Hierarchical clustering techniques

  • 2. Outline and Reference ▪ Outline – Introduction – Its types and Example – Selected Research papers – Experiment in some datasets ▪ Reference – Introduction to the Hierarchical Clustering , Online Edition ©2009 Cambridge UP. – Elio Masciari, Giuseppe Mazzeo and Carlo Zaniolo: A New, Fast and Accurate Algorithm for HierarchicalClustering on Euclidean Distances. PAKDD (2) 2013: 111-122. – Steinbach, M., Karypis, G., Kumar,V., “A Comparison of Document Clustering Techniques,” University of Minnesota. CS306 Presentation 2
  • 3. Introduction ▪ Hierarchical Clustering – clustering given data in hierarchic structure. – It is structured, more informative than flat clustering. – Deterministic, Low efficiency – Important when one of the potential flat clustering problem is concerned. ▪ Most of the flat clustering techniques are concerned with efficiency. ▪ Types – Agglomerative clustering – bottom up – DivisiveClustering – top down CS306 Presentation 3
  • 4. Hierarchical clustering types [ Src: http://www.saedsayad.com/images/Clustering_h1.png ]CS306 Presentation 4
  • 6. Selected papers ▪ The paper proposed new algorithm called CLUBS. ▪ CLUBS – Clustering Using Binary Splitting. – Faster than existing algorithm. – More accurate, robust and impervious to noise. – Works in complete unsupervised fashion. – Also works density based clustering. – It can be used for refining other algorithm’s performances. ▪ Popular algorithm k-means has repeatability problems of results. – But CLUBS overcomes this problem. Elio Masciari, Giuseppe Mazzeo and Carlo Zaniolo: A New, Fast and Accurate Algorithm for Hierarchical Clustering on Euclidean Distances. PAKDD (2) 2013: 111-122. CS306 Presentation 6
  • 7. Approach ▪ CLUBS has two phases – Divisive – original data set is split recursively into mini-clusters through binary splitting. ▪ May cause a non optimal way. – Agglomerative – the final mini-clusters are recursively combined into the final results. ▪ It backtracks previously wrong calculations. ▪ Algorithm exploits SSQ (Sum of Squares) to minimize cost of split operation.

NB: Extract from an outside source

PR #156, opened 2026-04-18
fix: make pi-acp multi-protocol so OpenAI-compatible providers work

### LINKED ISSUE #152: pi-acp env_mapping hardcodes Anthropic vars, breaks OpenAI-compatible providers (vLLM)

CS306 Presentation 7
  • 8. Algorithm ▪ Phase 1: ▪ Definition 1 – binary partition BP. – d-dimensional data distribution D (multi-dimensional array of integers). – N – non-zero entries of D – ρi – range [l…u] on the i-th dimension of D, 1 ≤ l ≤u ≤ n, 1 ≤ i ≤ d, size(ρi) = ub(ρi) − lb(ρi) + 1 = u − l + 1. – block b (of D) is a d-tuple {ρ1, . . . , ρd}, vol(b)=size(ρ1) × . . . ×. size(ρd) – A point x = x1, . . . , xd is chosen, lb(ρi) ≤ xi ≤ ub(ρi). – x divides the range ρi of b into ρlowi = [lb(ρi)..x]and ρhighi = [(x+1)..ub(ρi)], thus partitioning b into blow={ρ1, . . . , ρlowi , . . . , ρd } and bhigh = {ρ1, . . . , ρhighi , . . . , ρd }. – (blow, bhigh ) – binary split, i – dimension splitting, x – position splitting. CS306 Presentation 8
  • 9. Algorithm ▪ Definition 2 –stopping condition of BP – Cs – a cluster , S = (S1, . . . , Sd) = p∈Cs 𝑃 is a vector, p is a point.Centre of Cs, Cs0=S/N,Qi = p∈Cs 𝑃𝑥𝑃. CS306 Presentation 9
  • 10. Algorithm – Binary splitting stops when avgSSQ > deltSSQ which yields n’ mini-clusters, where avgSSQ = SSQ0/n & deltSSQ = overall reduction of SSQ. ▪ Phase 2: – n’ mini-clusters merged by choosing each best pairs (greedy approach). – Continues until increase in SSQ is greater than avgdeltSSQ. – It gives the final result. ▪ Complexity – O(n.d.l.s) CS306 Presentation 10
  • 13. Experiment CS306 Presentation 13 – Dataset 1 – 42 patients into 3 groups (RM,HN,PM). 98 differentially expressed genes picked up and analysed. – Dataset 2 – samples extracted from human breast cancer cells which consist of four cell group and analysed. Ek= Error calculation at 10 clusters ε = probability that two similar data belongs to same clusters. Qk = avg % of points in the k- neighborhood of a generic point belonging to the same class of that point.